6. Limitations, misconceptions, and broader significance
The nearest literature to MedBayes-Lite is unified by efficiency goals but not by a single settled doctrine. LightStereo shows that 2D aggregation can be highly competitive if channel or disparity mixing is designed correctly, but its own motivation concedes that 2D aggregation historically underperforms heavier 3D methods, and its coarse quarter-resolution correlation volume may be less robust in thin structures, reflective regions, occlusions, and large ambiguous textureless zones (Guo et al., 2024). LeanStereo demonstrates that one can retain a classical 3D cost-volume pipeline while compressing the backbone, but it remains a lightweight 3D stereo model rather than a fully edge-native solution, since it still relies on 4D cost volumes, 3D convolutions, and TensorRT FP16 timing for its headline speed (Rahim et al., 24 Mar 2025).
Lite Any Stereo and LAS2 show that efficient models can be zero-shot-capable, but both papers also delimit the claim.
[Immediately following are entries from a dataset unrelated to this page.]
PR #1244, opened 2026-03-16
cel: add traced() and tracedError() functions

howardjohn:
These are intended to aide in debugging and development

Example:
```
accessLog:
    add:
      f1: traced(request.headers['user-agent'])
      f2: tracedErrors(request.headers['accpt'])

```

```
2026-03-16T22:19:43.628885Z	info	cel::types	traced CEL expression	expression=traced(request.headers['user-agent']) result=String("curl/8.18.0")
2026-03-16T22:19:43.628936Z	warn	cel::types	traced CEL expression	expression=tracedErrors(request.headers['accpt']) error=No such key: request.headers['accpt']
2026-03-16T22:19:43.628948Z	info	request gateway=default/default listener=listener0 src.addr=127.0.0.1:41390 http.method=GET http.host=lo http.path=/ http.version=HTTP/1.1 http.status=404 protocol=http error="route not found" reason=NotFound duration=0ms tr="curl/8.18.0"
```


howardjohn:
@codex wdyt

howardjohn:
`agctl trace` makes this obsolete (IMO)

Lyqed:
Coming over from #2806, this is almost exactly the shape I was after. The trace shows an expression's final result, but the case that matters for the labels discussion is the sub-expression visibility: coalesce(expr, fallback) taking the fallback is indistinguishable from expr succeeding, and for billing labels that silent path is basically the one you want to see in prod. tracedErrors() wrapping the inner expression covers it — possibly plus a counter, so fallbacks are visible without log-diving.

Happy to rebase and revive this if you're open to it — reopen or fresh PR, whichever you prefer.

I see Codex's review is still pending environment setup. I guess some of us work unprovisioned.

Lite Any Stereo still trails prior-based approaches such as FoundationStereo in absolute accuracy on the hardest zero-shot benchmarks, and it notes that limited high-quality real-world stereo data remains a bottleneck, with Middlebury after Stage 3 likely harmed by the relative scarcity of indoor real data (Jing et al., 20 Nov 2025). LAS2 similarly acknowledges that foundation-model-assisted systems benefit from richer semantic or geometric priors and larger backbones, and it lists remaining failure cases including reflections, transparency, severe illumination change, and ambiguous geometry (Jing et al., 23 Jun 2026).
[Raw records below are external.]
PR #1245, opened 2026-03-17
policy: better failure modes for translation failures

howardjohn:
This PR attempts to document and rationalize our failure modes during translation. The idea is to pick a logical best option for each type of policy, that generally results in "fails at runtime" and NOT "policy is silently ignored". For policies where there is a 'fail open' mode that is respected.

As part of this, the PR fixes a number of bad behaviors. Below lists the _current behaviors_

# Failure modes

**External Authorization (ExtAuth)**: backend ref can fail, making it "invalid". Proxy fails or doesn't based on failure mode *which is not exposed in CRD so is always fail-closed today*.
**External Processor (ExtProc)**: Same as above; always fail-closed
**JWT Authentication**: invalid provider is skipped and thus cannot match
**Basic Authentication**: Keys we cannot fetch are elided, so no keys will match
**API Key Authentication**: Keys we cannot fetch are elided, so no keys will match. If we fetch multiple keys and some are invalid, the valid keys will still work.
**Authorization (RBAC)**: invalid expressions will be treated as runtime errors. "Allow" never matches (so will never allow), "Deny" also never matches (so will never deny!!); "Require" mode would be a safer "Deny"
**Global Rate Limit**: same as ext authz. Failure mode exists but NOT exposed in CRD
**Transformation (Headers/Body)**: invalid expressions will be treated as runtime errors. These will strip the header we processing or empty the body.
**Retry**: backoff: disabled (should be impossible), attempts: clamped to 0..255
**Local Rate Limit**: cannot fail
**CORS**: cannot fail
**CSRF**: cannot fail
**Header Modifiers**: cannot fail
**Hostname Rewrite**: cannot fail
**Timeouts**: cannot fail
**Direct Response**: cannot fail

**Frontend TCP**: cannot fail
**Frontend TLS**: cannot fail
**Frontend HTTP**: cannot fail
**Access Logging**: backend ref can fail, making it "invalid". Calls will fail to export which will do.... ???. Missing status for CEL expressions. Invalid CEL expressions will make the attribute not log, filter not match, etc.
**Tracing**: backend ref can fail, making it "invalid". Calls will fail to export which will do.... ???. Missing status for CEL expressions. Invalid CEL expressions will make the attribute not log, sample never match, etc.

**Backend TLS**: MtlsCertificateRef  not found, does not use any client auth. This seems right, since then the server will probably reject which is fine. CACertificateRefs missing will not include those; also seems right as it will (probably) make them reject.
**Backend HTTP**: cannot fail
**Backend TCP**: does nothing! TODO.
**Backend Tunnel (HTTPS Proxy)**: invalid backend ref will make the backend invalid and thus block requests.
**Backend Auth (API Keys, AWS, Azure, GCP)**: For missing key, always set to an empty value. AWS: sets empty values which I assume proxy fails at runtime with. Azure: same as AWS. GCP: cannot fail.
**Backend Health (Eviction)**: cannot fail
**AI Policy (Prompts, Guards, Aliases)**: Invalid defaults or overrides are ignored, but should not be possible. Invalid transformation CEL expressions are reported as status and sent to the data plane, where it will wipe out the field if it fails. Invalid prompt guards are ignored entirely
**MCP Authorization**: Same as Authorization; CEL expressions not checked for status either
**MCP Authentication**: If we cannot resolve JWKS we will get no JWKS which will never validate a request. an invalid keys in ResourceMetadata (should be impossible) are stripped


controller/pkg/agentgateway/plugins/backend_policies.go
```diff
@@ -322,10 +274,9 @@ func translateBackendTLS(ctx PolicyCtx, policy *agentgateway.AgentgatewayPolicy,
 			}
 			sb.WriteString(pem)
 		}
-		// TODO: if none, submit something to make agentgateway reject requests instead of fail open.
-		if sb.Len() > 0 {
-			p.Root = []byte(sb.String())
-		}
+		// If we have a root set here, set it
+		// This may send an empty root, so that we trust nothing rather than system certs.
+		p.Root = []byte(sb.String())
```
lgadban, line 279: so this is a functional change? i.e. if the the backend TLS policy has no CAs, trust nothing?
previously, it would not set a root and fallback to system certs?

controller/pkg/agentgateway/plugins/backend_policies.go
```diff
@@ -402,9 +353,10 @@ func translateBackendHTTP(policy *agentgateway.AgentgatewayPolicy, target *api.P
 func translateBackendTunnel(ctx PolicyCtx, policy *agentgateway.AgentgatewayPolicy, target *api.PolicyTarget) (*api.Policy, error) {
 	tunnel := policy.Spec.Backend.Tunnel
 
+	var proxyErr error
 	proxy, err := buildBackendRef(ctx, tunnel.BackendRef, policy.Namespace)
 	if err != nil {
-		return nil, err
+		proxyErr = err
 	}
```
lgadban: nit: why not just use `err` as the return value at the end of this func?

controller/pkg/agentgateway/plugins/backend_policies.go
```diff
@@ -718,7 +677,8 @@ func translateBackendAuth(ctx PolicyCtx, policy *agentgateway.AgentgatewayPolicy
...
 
 	if translatedAuth == nil {
-		return nil, errors.Join(errs...)
+		kindErrs = append(kindErrs, errors.New("no valid backend auth method provided"))
+		translatedAuth = &api.BackendAuthPolicy{}
```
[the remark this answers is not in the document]
lgadban: is this a valid concern?

lgadban (approved):
LGTM with a few questions/nits.

Might be worth extracting the failure mode summary from the PR description to a README or design doc etc

controller/pkg/agentgateway/plugins/backend_policies.go
howardjohn: Yes, exactly.

controller/pkg/agentgateway/plugins/backend_policies.go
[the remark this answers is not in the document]
howardjohn: probably. need to test this

PR #1250, opened 2026-03-17
Add support for extending network gateways computation

ymesika:
Adds a new `WithExtraNetworkGatewaysFunc` syncer option that allows downstream implementations to inject additional NetworkGateway entries into the ambient network collections.

Previously, the set of NetworkGateway objects was determined solely by the Istio ambient.BuildNetworkCollections code. This change makes that extensible by accepting an optional function that produces a supplementary `krt.Collection[ambient.NetworkGateway]`. When provided, the syncer merges the extra entries with the Istio-derived ones.


npolshakova (dismissed):

ymesika:
Looking into alternative approach.
Please do not merge.

PR #1258, opened 2026-03-18
Add application/json Content-Type header to /v1/models response

gordon-to:
# What does this PR do?

When using the top-level llm configuration block, Agentgateway synthesizes a default route for /v1/models and returns a hardcoded JSON payload via the DirectResponse policy. However, this response was missing the Content-Type: application/json header.
Without this header, strict OpenAI-compatible clients (like PyCharm's LLM plugin, curl defaults, or strict HTTP clients) fail to parse the response, throwing content-type or transformation errors.
This PR fixes the issue by injecting a ResponseHeaderModifier policy directly into the synthesized model_list_route's inline_policies array, ensuring the Content-Type: application/json header is properly attached to the response before the DirectResponse short-circuits.

# Why is this important?

Ensures 100% compatibility with strict HTTP clients expecting standard OpenAPI/OpenAI headers.
Allows developer tools like JetBrains IDEs to successfully fetch and parse the available proxy models without resorting to manual bind workarounds or intercepting external mock servers.

# Testing:

Compiled and tested locally using cargo check & cargo run.
Sent a GET /v1/models request against the llm listener port and verified the Content-Type: application/json header is now present in the HTTP response.

### DIFF
--- a/crates/agentgateway/src/types/local.rs
+++ b/crates/agentgateway/src/types/local.rs
@@ -1587,7 +1587,7 @@ json(request.body).model
 			},
 		],
 		backends: vec![],
-		inline_policies: vec![TrafficPolicy::DirectResponse(filters::DirectResponse {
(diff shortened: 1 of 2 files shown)


howardjohn (approved):
Good call, thanks!!

PR #1273, opened 2026-03-18
DNS lookup family

npolshakova:
You can use this either as an env:
```
DNS_LOOKUP_FAMILY=V4Only agentgateway -f config.yaml
```

Or with the config:
```
config:
  enableIpv6: false # restrict to only ipv4
  dns:
     lookupFamily: V4Only # Controls which DNS address families are queried. V4Only means only A records (IPv4), skipping AAAA (IPv6) lookups
     edns0: true #  Enables EDNS0 (Extension Mechanisms for DNS), which allows larger DNS responses and supports features like DNSSEC.
```

### DIFF
--- a/crates/agentgateway/src/config.rs
+++ b/crates/agentgateway/src/config.rs
@@ -15,8 +15,8 @@ use crate::telemetry::log::{LoggingFields, MetricFields};
 use crate::telemetry::trc;
 use crate::types::discovery::{Identity, WaypointIdentity};
 use crate::{
-	Address, Config, ConfigSource, NestedRawConfig, RawLoggingLevel, StringOrInt, ThreadingMode,
-	XDSConfig, cel, client, serdes, telemetry,
+	Address, Config, ConfigSource, DnsLookupFamily, NestedRawConfig, RawLoggingLevel, StringOrInt,
+	ThreadingMode, XDSConfig, cel, client, serdes, telemetry,
 };
 
 pub fn parse_config(contents: String, filename: Option<PathBuf>) -> anyhow::Result<Config> {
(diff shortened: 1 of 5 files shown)


crates/agentgateway/src/config.rs
```diff
@@ -730,6 +767,104 @@ config:
 		assert_eq!(resolved_opts.ndots, 7, "should preserve original opts");
 	}
 
+	#[test]
+	fn resolve_dns_config_applies_v4_only() {
```
markuskobler: Could these tests be simplified using [rstest params](https://docs.rs/rstest/latest/rstest/#creating-parametrized-tests)? I started using them in a few [other places](https://github.com/agentgateway/agentgateway/blob/d8a399607436fa20f41d2984a80f23707ca42257/crates/agentgateway/src/llm/vertex.rs#L189-L192) to cut down on duplicated test logic.

schema/config.md
```diff
@@ -4,6 +4,8 @@
 |-|-|
 |`config`||
 |`config.enableIpv6`||
+|`config.dnsLookupFamily`|Controls which IP address families the DNS resolver will query for<br>upstream connections.<br>Accepted values: All, Auto, V4Preferred, V4Only, V6Only.<br>Defaults to Auto (IPv4-only when enableIpv6 is false, both when true).|
+|`config.dnsEdns0`|Whether to enable EDNS0 (Extension Mechanisms for DNS) in the resolver.<br>When `None`, the system-provided resolver setting is preserved.<br>Can also be set via the `DNS_EDNS0` environment variable.|
```
howardjohn: nit: nest them under `dns` maybe?

howardjohn (approved):

howardjohn (approved):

LiteMatch sharpens a different misconception: that lightweight generalization must come from larger priors or long iterative optimization. Its results suggest that a small stereo-only model can generalize well if the model learns globally coherent, edge-aware features and the cost volume is explicitly regularized to be sharp and unimodal early in training (Khan et al., 30 Jun 2026). Whether that strategy supersedes the three-stage real-data distillation approach remains unresolved. A plausible implication is that the efficient stereo field is moving toward two partially complementary principles: deployment-aware operator selection, emphasized by LAS2, and training-time stabilization of the disparity distribution, emphasized by LiteMatch.
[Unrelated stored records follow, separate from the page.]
PR #1284, opened 2026-03-19
Fix local regex path match and prefix rewrite

howardjohn:
Before you had to set the length of the regex which was obviously wrong.

For prefix, we didn't properly handle trailing / in the matcher

### DIFF
--- a/crates/agentgateway/src/http/filters_test.rs
+++ b/crates/agentgateway/src/http/filters_test.rs
@@ -912,9 +912,6 @@ fn rewrite_test() {
 		),
 	];
 	for (name, inp, want) in cases {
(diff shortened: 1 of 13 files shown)


crates/agentgateway/src/http/filters_test.rs
```diff
@@ -900,6 +912,9 @@ fn rewrite_test() {
 		),
 	];
 	for (name, inp, want) in cases {
+		if name != "path_prefix_trailing_slash_full" {
+			continue;
+		}
```
howardjohn:
```suggestion
```

markuskobler (approved):

PR #1292, opened 2026-03-19
Misc refactoring of routes

howardjohn:
1. Avoid special handling of InternalName where we need to cut it and
   assume knowledge. Instead just pass what we need
2. Avoid excessive nesting of functions for route generation.


controller/pkg/agentgateway/translator/gateway_collection.go
```diff
@@ -197,7 +197,8 @@ func (g GatewayListener) Equals(other GatewayListener) bool {
 
 func (g ParentInfo) Equals(other ParentInfo) bool {
 	return g.ParentGateway == other.ParentGateway &&
```
lgadban, line 199: calling this out for my own sake -- really weird that the `Equals()` for `ParentInfo` is in this file and not colocated with the definition in `conversion.go`

Issue #1155, opened 2026-03-06
Optimize hyper client


howardjohn:
This is a tracking issue to optimize the pooling client we use for performance.

I did some analysis trying to replace the pool with the dumbest one possible but very fast: just have a single connection that we return, as a global variable. Doesn't work beyond single-host load test case obviously, the goal is to measure the possible maximum improvement we can get by optimizing the pool

```
Real hyper client
1c: 55k, 0.019ms  0.026ms  0.037ms
16c: 249k 0.073ms  0.106ms  0.143ms
```

With hacky client
```
Single connection only: 
1c: 59.9k  0.017ms  0.024ms  0.038ms

multi connections:
1c: 56.9k 0.018ms  0.025ms  0.035ms
16c: 264k 0.067ms  0.100ms  0.143ms
```

So at best we can expect about a 5-8% improvement in throughput if we make the client super super fast. Not a super high priority

BV-Venky:
Hey @howardjohn . Have added 2 minor optimisations. Please review at #1315 . Will be happy to address any comments

howardjohn:
With the recent rewrite I think this is "done" enough for now at least

PR #1315, opened 2026-03-23
perf: optimize timecaching and client string allocation

BV-Venky:
This PR attempts to perform a couple of optimizations wrt connection pooling.

Relates to #1155

Optimizations:

1. Handed now() down through the Timer trait to cache the current time during intensive pool iterations, minimizing system calls. The current setup calls Instant::now() for each connection in the pool to expire existing connections and grab a valid one. This PR optimizes this by caching the time at the start of the loop, so all expiration checks in the request flow use the cached timestamp instead of making repeated syscalls.
2. Converted the HOST header generation to use zero-copy Bytes, avoiding extra string allocations. (Minor optimization)


howardjohn (approved):
👍 nice!

Issue #1313, opened 2026-03-22
Agentgateway does not return x-ratelimit response headers if local LLM tokens limits are reached


valen7in:
agentgateway version: 1.0.0

### Description

According to [docs](https://agentgateway.dev/docs/kubernetes/latest/security/rate-limit-global/#response-headers) agentgateway should return x-ratelimit headers if tokens limits are reached, but it does not.

Limits are correctly enforced, but if they are reached, agentgateway just returns code 429.

### Steps to reproduce

1. Create gateway resources:

AgentgatewayPolicy:

```yaml
apiVersion: agentgateway.dev/v1alpha1
kind: AgentgatewayPolicy
metadata:
  name: llamacpp
  namespace: ratelimit
spec:
  targetRefs:
  - group: gateway.networking.k8s.io
    kind: HTTPRoute
    name: llamacpp
  traffic:
    rateLimit:
      global:
        backendRef:
          name: ratelimit
          namespace: ratelimit
          port: 8081
        domain: test
        descriptors:
          - entries:
            - name: tokens
              expression: '"default"'
            unit: Tokens
```

HTTPRoute:

```yaml
apiVersion: gateway.networking.k8s.io/v1
kind: HTTPRoute
metadata:
  name: llamacpp
  namespace: ratelimit
spec:
  ...
    backendRefs:
      - name: llamacpp
        group: agentgateway.dev
        kind: AgentgatewayBackend
        namespace: ratelimit
```

AgentgatewayBackend:

```yaml
apiVersion: agentgateway.dev/v1alpha1
kind: AgentgatewayBackend
metadata:
  name: llamacpp
  namespace: ratelimit
spec:
  ai:
    provider:
      openai: {}        
      # local LLM
      host: llm-35u2ewyttc.ratelimit.svc.cluster.local
      port: 80      
```

rate limit service ConfigMap:

```yaml
apiVersion: v1
kind: ConfigMap
metadata:
  name: ratelimit-config
  namespace: ratelimit
data:
  config.yaml: |
    domain: test
    descriptors:      
      - key: tokens
        value: default
        rate_limit:
          unit: minute
          requests_per_unit: 200
```

2. Make chat/completions requests.

### Observed behavior

Client does not receive `x-ratelimit` headers.

### Expected behavior

Client receives `x-ratelimit` headers.

### Additional context

In my setup agentgateway is used as tier two gateway behind tier one kgateway, but I dont think this cause problem.

[...]

PR #1318, opened 2026-03-23
remote rate limit: include x-ratelimit headers

howardjohn:
This is only on failure which is a little awkward, we probably want to include it all of the time


danehans:
Leavin open as a reference implementation since @jgreeer has been assigned https://github.com/agentgateway/agentgateway/issues/1313.

howardjohn:
https://github.com/agentgateway/agentgateway/pull/2661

Under that interpretation, MedBayes-Lite is best understood not as a documented standalone system, but as an imprecise label for a rapidly evolving family of efficient stereo matchers. The family’s central contributions are now clear: quarter-resolution correlation volumes, reduced reliance on heavy 3D regularization, selective or minimal use of 3D disparity reasoning when it is retained, deployment-driven latency evaluation, and increasingly sophisticated strategies for cross-domain zero-shot transfer (Guo et al., 2024, Jing et al., 20 Nov 2025, Jing et al., 23 Jun 2026, Khan et al., 30 Jun 2026).